Что бы он ни говорил, а мать у меня есть. Не из воздуха же я взялся! Невеста моя, сеньорита Консуэло, с которой я, увы, незнаком, говорит, что у меня отгниет горб, очень уж я зол на язык. Но я хочу Вас найти, матушка, не потому что я злой, а потому что я Вас люблю.
В это самое время сеньоры пекари, вынув, что напекли, пускают меня переночевать в пекарне, на мешках. Хорошо там, тепло, как у Вас в утробе, когда я еще не был хромым!
Дон Ремихио говорит, Вас по злобе напоили отравой. Скотокрад говорит, если бы не порча, я был бы здоровым и бегал как олень. Или как другой Зверь, который бегает.
Матушка, только полоумный поверит, что его отец – его мать, а я всегда знал, что ты мой отец! Ведь если бы ты была мне мать, ты бы не родила меня хромым. На другой раз посоветую: заметишь, что у тебя в утробе хроменький, прими рвотного. Так с друзьями не поступают!
Папенька, Сова еще недавно и давно выбрал с общиной вместе человека три, чтобы их убили в драке, а потом бы за это убили судью. Я знаю, Скотокрад сказал: ему, бедняге, лучше помереть. Это про меня. Дескать, заждалась меня могила.
Значит, и от нас, хромых и горбатых, бывает польза.
Ах, хорошо в пекарне! Сеньоры пекари дают мне горелый хлеб, а сеньоры торговцы – поломанное печенье. Из. теста делают зверушек, лошадок, львов, баранов, тигров, а я, Вы не поверите, маменька, видел печенье, где зверь с горбом, называется дромадер.

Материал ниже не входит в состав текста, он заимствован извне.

PR #142, opened 2018-01-22
phoenix custom theme

munkk:


demo/app/phoenix-theme.scss
```diff
@@ -0,0 +1,96 @@
+@import '~@angular/material/theming';
```
klumba12: put it under theme/assets and call it phoenix.scss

Больше писать не могу, дон Ремихио мешает, все спрашивает, что мне пригрезилось. Пригрезилось мне, папенька, что Вы – моя маменька.
Ваш Сын.
– Его почерк! – сказал Гарабомбо и закусил губу. Ему было Стыдно вспоминать об их последней встрече, которую и встречей не назовешь, потому что по дороге в Чипипату они столкнулись, и Ремихио улыбнулся, поздоровался, а Гарабомбо на него не взглянул.

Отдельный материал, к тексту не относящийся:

PR #162, opened 2018-02-26
D.ts interface to function

munkk:


core/filter/match.d.ts
```diff
@@ -1,2 +1 @@
-export declare type IMatch = (x: any, value: any) => boolean;
-
+export declare function match(context: any): (x: any, value: any) => boolean;
```
klumba12: remove this file, put declaration to filter.model.d.t.s

PR #166, opened 2018-03-21
fix numpad issue

munkk:


src/plugins/pagination/pager-target.component.ts
```diff
@@ -13,37 +13,32 @@ export class PagerTargetComponent extends PluginComponent {
 		super(root);
 	}
 
-	private value = '';
+	private value: number = this.current;
```
klumba12: this should be init in ngOnInit, how does it work?))

src/plugins/pagination/pager-target.component.ts
```diff
@@ -13,37 +13,32 @@ export class PagerTargetComponent extends PluginComponent {
...
+			case 'right':
+			case 'backspace': {
 				break;
 			}
 			default: {
 				const digit = Number.parseInt(code);
-				const total = this.total();
-				const page = Number.parseInt(this.value + digit);
+				const total = this.total;
+				const page = value + '' + digit || 0;
```
klumba12: '' + value + digit, why we need to add here || 0? value shoudn't be empty ever

src/common/focus/focus.directive.ts
```diff
@@ -31,6 +31,6 @@ export class FocusDirective implements AfterViewInit {
 
 		// we need a small timeout to wait, for example, position directive
 		// in other case it will scroll to element before layout
-		this.zone.runOutsideAngular(() => setTimeout(() => element.focus(), 10));
+		this.zone.runOutsideAngular(() => setTimeout(() => element.focus(), 100));
```
klumba12: revert this changes

PR #175, opened 2018-03-29
add focus to after filter/column-chooser events

munkk:


src/plugins/colum-chooser/column-chooser.component.ts
```diff
@@ -20,6 +20,12 @@ export class ColumnChooserComponent extends PluginComponent implements OnInit, O
 		super(root);
 
 		this.models = ['columnChooser'];
+
+		this.using(this.model.sceneChanged.on(e => {
```
klumba12: ok, so, can we have a separate FocusService that will do next for now:
1. Injectable to components
2. have a method `focusService.activateAfterRender`

src/plugins/focus.service.ts
```diff
@@ -0,0 +1,41 @@
...
+		this.model = root.model;
+	}
+
+	private model;
+
+	private focus() {
+		this.root.table.view.focus();
+	}
+
+	activateAfterRender(state: string, ...args) {
```
titovmx: More common to place public methods before private. It allows to find methods which can be used to serve programmer purposes easier.

munkk: ok)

– Что с тобой, Гарабомбо? – крикнул Великолепный. – Друзей не узнаешь? Или это я теперь невидимка?
И тогда Гарабомбо плюнул.
– У сукиных сынов нет друзей, Ремихио.
Двадцать девятого пришли первые вести о действиях Корасмы и Мандухалеса. Столица департамента ходила ходуном. По горам мчалась весть о том, что общинники снесли ограды во многих поместьях и победоносно обосновались там, где их издавна ждал лишь ужас. На всех площадях люди читали газеты, в страхе или в восторге, кто как. Что-то, неподвластное никакой угрозе, неслось, зажигая самый снег.